@avx does a ton more than just use AVX instructions. It'll reorder and unroll loops when advantageous, swap out some functions for more vectorizable version of those functions and a few other tricks.
Julia uses avx instructions by default if your code is amenable to it.
Sorry, I see how what I wrote could be interpreted that way, and part of what I wrote was out of ignorance. While I didn't write it, I assumed the macro was doing some sort of equivalent to the template metaprogramming I've heard about in C++ to do similar things.
What I did't see was how I could use the AVX2 instructions myself.
Checking now, since Julia's count_ones() maps to the LLVM popcount instruction, and recent clang versions know how to optimize that fixed-length sequence in C even for AVX-512, the Julia equivalent to the code I wrote should have good performance.
There are a few optimizations (keeping one AVX register loaded with a constant byte string, and using prefetch instructions) which might be missing. I'll be talking with the conference participant who brought up Julia to work this out in more detail.
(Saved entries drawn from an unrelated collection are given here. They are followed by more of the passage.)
PR #186, opened 2026-09-01
fix(exec-capability): unwrap the disclaimer `--` separator (#185)

### LINKED ISSUE #185: asar 1.40609.0: Cowork sessions exit 127, disclaimer unwrap reads the `--` separator as the command
## Summary

On asar **1.40609.0**, sending a message in a Cowork session fails immediately with the "Claude Code crashed" banner. `startup.log` reports `Claude Code process exited with code 127` a few milliseconds after spawn.

Area: Cowork session (spawn fails).

## Root cause

The bundle now invokes the disclaimer wrapper with a `--` separator:

```
[HostLoop] sdkOptions after patch: {
  executable: '/home/u/.config/Claude/Helpers/disclaimer',
  executableArgs: [ '--', '/home/u/.config/Claude/claude-code/2.1.247/claude.app/Contents/MacOS/claude' ],
  hasSpawnClaudeCodeProcess: true,
```

`resolveDisclaimerCommand()` reads the command from `args[0]`, so `cmd` is `"--"`. It matches neither the `claude.app` regex nor a `claude` basename, `realpathSafe("--")` returns null, and the unwrap gives up:

```
[exec-capability] BLOCKED (unresolvable): --
```

The interception in `frame-fix-wrapper.js` then passes the call through untouched, so the real `Helpers/disclaimer` stub runs, which is `exit 127` by design. This is #132's failure mode with a new argument shape.

Worth noting for anyone debugging this: the `Fix Code tab binary` block in `launch.sh` is not the lever here. It only matches the flat `claude-code/<ver>/claude` layout, while this build uses `claude-code/<ver>/claude.app/Contents/MacOS/claude`, and the bundle re-downloads the macOS binary at session start anyway, after the launcher has run. The unwrap substitution is what has to work.

## Steps to reproduce

1. Update to asar 1.40609.0
2. Open any conversation and send a message
3. The "Claude Code crashed" banner appears

## Relevant log output

```
[CCD] Installed bundle at /home/u/.config/Claude/claude-code/2.1.247
[exec-capability] BLOCKED (unresolvable): --
[HostLoop] cli.js stdin write failed (child likely exited): EPIPE
Session local_... query error: Claude Code process exited with code 127
  { errorClass: 'process_exited_nonzero', exitCode: 127 }
[QueryLoop] Exited ... after 5ms, exitPath=error: Claude Code process exited with code 127
```

## Environment

- CachyOS / KDE Plasma (Wayland)
- claude-cowork-linux `6c6ef96`
- Claude Desktop app.asar `1.40609.0`
- Electron `v42.1.0`, Node `v26.7.0`
- `install.sh --doctor`: 20 passed, 1 warning (asar newer than last tested), 0 failed

MouradFeddani:
Fixes #185.

## What does this change?

asar 1.40609.0 invokes the disclaimer wrapper as `disclaimer -- <cmd> [args...]`. `resolveDisclaimerCommand()` read the command from `args[0]`, so `cmd` was `"--"`, `realpathSafe` could not resolve it, and the unwrap returned null. The caller fell through to the exit-127 disclaimer stub instead of the resolved Claude binary, so every Cowork session died on spawn.

Skip a leading separator before reading cmd/rest. The older `<cmd> [args...]` shape keeps working.

## Type

- [x] Bug fix
- [ ] New feature
- [ ] Documentation
- [ ] Refactor

## Testing

- Distro / desktop: CachyOS / KDE Plasma (Wayland), Electron v42.1.0, Node v26.7.0, app.asar 1.40609.0
- Tested with `./install.sh --doctor`: 20 passed, 1 warning (asar newer than last tested), 0 failed
- Tested a full Cowork session: yes, sending a message in an existing conversation now spawns the CLI instead of returning the "Claude Code crashed" banner. `BLOCKED (unresolvable): --` and `exited with code 127` are both gone from `startup.log`.
- `tests/node/current-path/exec_capability_registry.test.cjs`: 41 passed, 0 failed. The added case fails on master and passes with the fix.
- `tests/test-cowork-patch.sh`: 93 passed, 0 failed.

## Security impact

- [x] This change does touch security-sensitive code

It sits in the disclaimer unwrap, which decides what gets spawned. The change is positional only: it selects which element of `args` is read as the command, and does not decide whether that command may run. Admission stays delegated to `resolveClaudeCli()` and `resolve()`, so the unwrap gains no policy of its own, per the comment above the function.

A path refused before is still refused behind the separator. The added test asserts both halves: `['--', <claude path>]` resolves to our binary with the separator consumed rather than forwarded, while `['--', '/opt/evil/hack', '--rm-rf']` and a bare `['--']` still return null.

## Checklist

- [x] `./install.sh --doctor` passes cleanly on my system

### DIFF
--- a/stubs/cowork/exec_capability_registry.js
+++ b/stubs/cowork/exec_capability_registry.js
@@ -246,8 +246,15 @@ function createExecCapabilityRegistry({
   // agrees with resolve() for every class is what keeps that true.
   function resolveDisclaimerCommand(args) {
     if (!Array.isArray(args) || args.length === 0) return null;
-    var cmd = args[0];
-    var rest = args.slice(1);
+    // Newer bundles (asar >= ~1.40609.0) invoke the wrapper as
+    // `disclaimer -- <cmd> [args...]`; older ones passed `<cmd> [args...]`.
+    // Without this, cmd is "--", realpath fails, and the caller falls through
+    // to the exit-127 disclaimer stub: #132's failure mode, new arg shape.
+    // Parsing only -- admission stays delegated to resolveClaudeCli()/resolve().
+    var argv = (args[0] === '--') ? args.slice(1) : args;
+    if (argv.length === 0) return null;
+    var cmd = argv[0];
+    var rest = argv.slice(1);
     // The asar invokes the Claude CLI through the disclaimer wrapper using
     // whatever path it chose -- a macOS-style claude.app/.../Claude path, or
     // the SDK path it installed (claude-code-vm/<ver>/claude), or a native
--- a/tests/node/current-path/exec_capability_registry.test.cjs
+++ b/tests/node/current-path/exec_capability_registry.test.cjs
@@ -251,6 +251,33 @@ describe('exec_capability_registry', () => {
         }
       });
 
+      // Regression for the asar >= ~1.40609.0 arg shape: the bundle now calls
+      // the wrapper as `disclaimer -- <cmd> [args...]`. Reading args[0] blindly
+      // made cmd "--", which realpath cannot resolve, so the unwrap returned
+      // null and the exit-127 stub ran: #132's failure mode with a new shape.
+      it('unwraps the `--` separator without widening admission', () => {
+        const reg = createExecCapabilityRegistry({
+          homedir: os.homedir(),
+          resolveClaudeBinaryPath: () => '/usr/local/bin/claude',
+        });
+
+        const result = reg.resolveDisclaimerCommand([
+          '--',
+          '/home/u/.config/Claude/claude-code/2.1.247/claude.app/Contents/MacOS/claude',
+          '-p', 'hi',
+        ]);
+        assert.ok(result, 'a separated call must unwrap, not fall through to the stub');
+        assert.strictEqual(result.cmd, '/usr/local/bin/claude');
+        assert.deepStrictEqual(result.rest, ['-p', 'hi'],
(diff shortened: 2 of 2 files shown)


johnzfitch:
Adopted in #188, which carries your commit unchanged with authorship intact, alongside #187 and two docs commits.

The evidence is what settles this one. #181 proposed the same skip in August and was closed because no call site in the in-tree bundle emitted a leading `--`; your `[HostLoop] sdkOptions after patch` log with `executableArgs: [ '--', '<claude path>' ]` is precisely the argv that closure asked for, and it pins the shape to 1.40609.0. The test is the right shape too: it fails on master (40/41), and the `['--', '/opt/evil/hack', '--rm-rf']` refusal is what makes "positional only, admission unchanged" a checked claim rather than a comment.

Two things carried into #188 on top of your commit: a `[PARTIAL]` COMPAT.md row for 1.40609.0 from your report, and an FAQ entry keyed on `BLOCKED (unresolvable): --` so the next person's log search lands on the fix. There is no pinning row, since the report did not record the CDN URL; if you still have the archive, its URL and `sha256sum` would complete it.

Leaving this open until #188 lands, so the fix stays visible on its own if that PR needs changes.

---

johnzfitch:
Landed: #188 merged to master with your commit carried unchanged and authorship intact. Closing this as adopted. Thanks for the fix and for the log that pinned the argv shape to a version.

---

PR #187, opened 2026-09-02
fix(bridge): fall back to ws when Electron has no net.WebSocket

leograba:
## Problem

The Claude-in-Chrome / remote-control bridge never connects on this port. The
Chrome extension is installed and Chrome is running, but the desktop app and the
extension never pair. In `startup.log`:

```
[bridge-ws] using net.WebSocket transport for wss://bridge.claudeusercontent.com/chrome/<uuid>
[claude-in-chrome] Failed to create WebSocket after 21ms: o.net.WebSocket is not a constructor
    at vJt (.../index.chunk-s0W1vGz6.js:729:74171)
    at Object.createWebSocket (.../index.chunk-s0W1vGz6.js:748:3950)
[claude-in-chrome] Bridge reconnecting in 30000ms (attempt 100)
[claude-in-chrome] Giving up bridge reconnection after 100 attempts
```

The bundle chooses between two transports behind a remote feature flag:

```js
async function yJt(e,t){
  if (t?.forceWs || !fJt()) { … return new _Jt(new ws(e, …)) }   // bundled `ws`
  return new gJt(vJt(e, t?.headers));                            // electron net.WebSocket
}
```

The flag is on, so it takes `net.WebSocket` — **which does not exist in the
Electron this port runs against.** Electron 42.1.0 exposes no `WebSocket` on the
`net` module at all (its `electron.d.ts` has a single, unrelated mention). The
constructor call throws synchronously, 21 ms in, before any network I/O.

**This misdiagnoses easily.** With the extension installed and the app signed in,
the in-app assistant reports it as "the extension isn't signed in / its session
with the Claude backend has lapsed" and sends you to re-authenticate in the side
panel. That can never fix it — there is no auth and no network involved in the
failure.

## Fix

A **capability test, not an override** — this is the part that matters for other
distros and other Electron builds:

- Where `net.WebSocket` **exists**, the condition is unchanged and the feature
  flag still decides. Behaviour is byte-identical to today for everyone whose
  Electron has the constructor, including any future Electron that adds it.
- Only builds that *would have thrown* fall through to the `ws` transport — the
  same path this code already takes whenever the flag is off or `forceWs` is set.
  It is not a new or untested code path.

`ws` is also the more capable transport: it is the only one implementing protocol
ping (`supportsProtocolPing: true`, vs the net transport whose `ping()` throws),
and the bundle already falls back to it at runtime when the peer requires ping.

Both decision sites are patched, and both are needed — the factory builds the
socket, while `wantedTransport()` reports which one is *wanted* and is
re-consulted by the `BF(flagId, …)` flag-change subscription. Patching only the
factory leaves the two disagreeing, with the subscription re-applying the flag.

Anchored on the `forceWs` / `forceWsTransport` property names, never the flag id
(`1284392461`) or the minified gate identifier — property names survive
minification, and the flag id is Anthropic's to rotate. `require()` is lazy, per
the existing note on the unguarded `resourcesPath` pass. Both guards match the
unpatched shape only, so re-runs are no-ops.

Added to `patch_index_apply_all` and nowhere else, per the ADDING A PASS contract,
so `launch.sh`, `PKGBUILD`/AUR and `install.sh` all pick it up.

## Verification

Against the **real** 1.30096.5 chunk, not only the fixture:

- Both sites rewrite correctly; `PATCH_INDEX_STRICT_SYNTAX=1` passes.
- Re-running `patch_index_apply_all` leaves the chunk byte-identical (idempotent).
- Patch present in the repacked `app.asar`, extracted back out and `node --check`ed.
- Runtime, current run of `startup.log` after relaunch:

```
[claude-in-chrome] WebSocket connected, sending connect message
[claude-in-chrome] Bridge received: {"type":"paired"}
[claude-in-chrome] Paired with Chrome extension (duration: 1194ms)
[claude-in-chrome] ensureConnected called, connected=true, authenticated=true, wsState=1
[claude-in-chrome] Tool call completed: tabs_context_mcp (f8eaad39) in 769ms
```

`using net.WebSocket transport`, `not a constructor` and `Giving up bridge
reconnection` are all **absent** from that run. End-to-end exercised through the
real browser: navigation, DOM/JS access, console reading and network capture.

`tests/test-cowork-patch.sh`: **99 passed, 0 failed** (6 new assertions — both
sites, on both the double-quoted and backtick fixtures, plus refutations of the
unpatched shapes). The pass-count guard is bumped 9 → 11.

## Environment

| | |
|:--|:--|
| Distro | Ubuntu 24.04.4 LTS, kernel 7.0.0-30-generic x86_64 |
| Electron | **42.1.0** (npm, `~/.local/lib/node_modules/electron`) — the affected variable |
| Claude Desktop asar | 1.30096.5 |
| Node (system) | v18.19.1 (`/usr/bin/node`) |
| Node (nvm, used for install.sh) | v24.11.1 — nvm also has v18.10.0, v20.12.2, v20.15.0 |
| npm | 11.6.2 |
| Google Chrome | 152.0.7977.64, extension `fcoeoabgfenejglbffodgkkbkcdhcgfn` v1.0.90 |
| Install | `install.sh` → `~/.local/share/claude-desktop` |

`install.sh` needs Node ≥ 22 on PATH (nvm v24 here): `asar.mjs` uses
`import … with { type: "json" }`, which the system v18.19.1 rejects.

## Distro / packaging impact

- **No behaviour change** on any Electron that has `net.WebSocket` — the flag
  still decides there.
- **No new dependency**: `ws` is already bundled and already used by this code.
- **AUR/`PKGBUILD`**: picked up automatically via the shared pass list; runs under
  `PATCH_INDEX_STRICT_SYNTAX=1`, which passed on the real chunk.
- **Older/newer asars**: grep-guarded like every other pass, so a build without
  these shapes is a clean no-op (it will emit the usual WARN-on-miss under
  `PKGBUILD`, and is silenced in the launchers as with the other passes).
- Electron 42.1.0 is what this port installs today, so the affected path is the
  default for anyone following the README, not an exotic setup.

### DIFF
--- a/patch-index.sh
+++ b/patch-index.sh
@@ -257,6 +257,53 @@ patch_index_apply_all() {
     'process\.resourcesPath,["`]app\.asar["`]' \
     's/process\.resourcesPath,["`]app\.asar["`]/require("electron").app.getAppPath()/g'
 
+  # Fix the Claude-in-Chrome / remote-control bridge transport on Electron builds
+  # that have no net.WebSocket.
+  #
+  # The bridge picks between Electron's net.WebSocket and the bundled `ws`
+  # package, behind a remote feature flag. With the flag on it takes the
+  # net.WebSocket path -- but electron.net.WebSocket does not exist in every
+  # Electron (Electron 42.1.0 exposes no WebSocket on the net module at all), and
+  # the constructor call then throws synchronously:
+  #
+  #   [bridge-ws] using net.WebSocket transport for wss://bridge.claudeusercontent.com/chrome/<uuid>
+  #   [claude-in-chrome] Failed to create WebSocket after 21ms: o.net.WebSocket is not a constructor
+  #   [claude-in-chrome] Giving up bridge reconnection after 100 attempts
+  #
+  # The visible symptom is a Chrome extension that never pairs with the desktop
+  # app, which reads as an extension or sign-in problem. It is neither: the
+  # failure is 21ms in, before any network I/O.
+  #
+  # This is a CAPABILITY TEST, not an override. Where net.WebSocket exists the
+  # condition is unchanged and the flag still decides, so builds on a newer or
+  # patched Electron behave exactly as upstream intends; only builds that would
+  # have thrown fall through to the `ws` transport the same code already uses
+  # whenever the flag is off or forceWs is set. That path is also the more
+  # capable one -- it is the only transport implementing protocol ping, and the
+  # bundle already falls back to it at runtime when the peer requires ping.
+  #
+  # Two sites, and both are needed: the factory decides which socket is built,
+  # while wantedTransport() reports which one is wanted and is re-consulted by
+  # the flag-change subscription. Patching only the factory leaves the two
+  # disagreeing, and the subscription re-applies the flag on top.
+  #
+  # Anchored on the forceWs / forceWsTransport property names, never on the flag
+  # id or the minified gate identifier: property names survive minification, and
+  # the flag id is Anthropic's to rotate. require() lazily, per the note on the
+  # unguarded resourcesPath pass -- these are CJS chunks and no minified electron
+  # binding is guaranteed to be in scope here.
+  #
+  # Both guards match the unpatched shape only, so re-runs are no-ops: the
+  # factory guard requires the condition to be immediately followed by `){`,
+  # and the wantedTransport guard requires `<ident>()` directly before the
+  # `&&!this.forceWsTransport`. After patching neither holds.
+  patch_index "Patching bridge transport to fall back to ws when net.WebSocket is absent..." \
+    '\?\.forceWs\|\|![A-Za-z0-9_$]+\(\)\)\{' \
+    's/(\?\.forceWs\|\|![A-Za-z0-9_$]+\(\))\)\{/\1||typeof require("electron").net.WebSocket!="function"){/g'
+  patch_index "Patching bridge wantedTransport() to match the net.WebSocket capability..." \
+    '[A-Za-z0-9_$]+\(\)&&!this\.forceWsTransport' \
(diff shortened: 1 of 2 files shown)


leograba:
p.s. Claude created this solution entirely by itself, I am not knowledgeable to understand how good it is for merging upstream. My intent is to at least inform about the issue and share what Claude came up with as a workaround

johnzfitch:
Adopted in #188, which carries your commit unchanged with authorship intact, alongside #186 and two docs commits.

On your note that you could not judge it for upstream: I read it against the pass contract and it holds up. The gate is a capability test rather than an override, so where `net.WebSocket` exists the flag still decides and nothing changes; patching both the factory and `wantedTransport()` is necessary, because the flag-change subscription re-consults the latter and would otherwise re-apply the flag over the factory's choice; both guards match only the unpatched shape, so the passes are idempotent (the existing re-run test covers the new fixture lines); and `require("electron")` has precedent in the unguarded resourcesPath pass. The 99/99 suite result reproduces here, in isolation on your branch and after the cherry-pick, and `PATCH_INDEX_STRICT_SYNTAX=1` is clean on the backtick fixture. What I cannot do from this environment is run it against a real 1.30096.5 chunk, so your verification against the live bundle is the evidence for that half.

Carried into #188 on top of your commit: a `[PARTIAL]` COMPAT.md row for 1.30096.5, an FAQ entry keyed on `o.net.WebSocket is not a constructor` (with the misdiagnosis you flagged called out), and a note in extensions.md that newer bundles pair over the bridge rather than the native host that section describes. No pinning row, since the report did not record the CDN URL.

Leaving this open until #188 lands.

---

johnzfitch:
Landed: #188 merged to master with your commit carried unchanged and authorship intact. Closing this as adopted. Thanks for the fix and for verifying it against the real chunk.

---

leograba:
Nice, I'm glad to have helped :) have a nice day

> What I did't see was how I could use the AVX2 instructions myself.
If you ever find yourself in a situation where you want manual control over vectorization, the package SIMD.jl [1] is pretty good for manual, handwritten vectorization. There's also VectorizationBase.jl [2] which LoopVectorization.jl uses. Which one of these two packages are most appropriate just kinda depends on what sort of interface you prefer.
Thanks for the pointers! The first looks like it gives a language for SIMD operations, but not all of the intrinsics. The second is for vectorization, which also doesn't include all of the intrinsics.
However! The second shows an example with Base.llvmcall, which lets me write LLVM assembly. That should let me do anything I want.
However however - the stuff I actually do doesn't need all that, and could likely be implemented with LoopVectorization.
From its benchmarks (https://chriselrod.github.io/LoopVectorization.jl/latest/exa...), a 9-line naive matrix multiplication routine in Julia + LV slightly edges out Intel's MKL.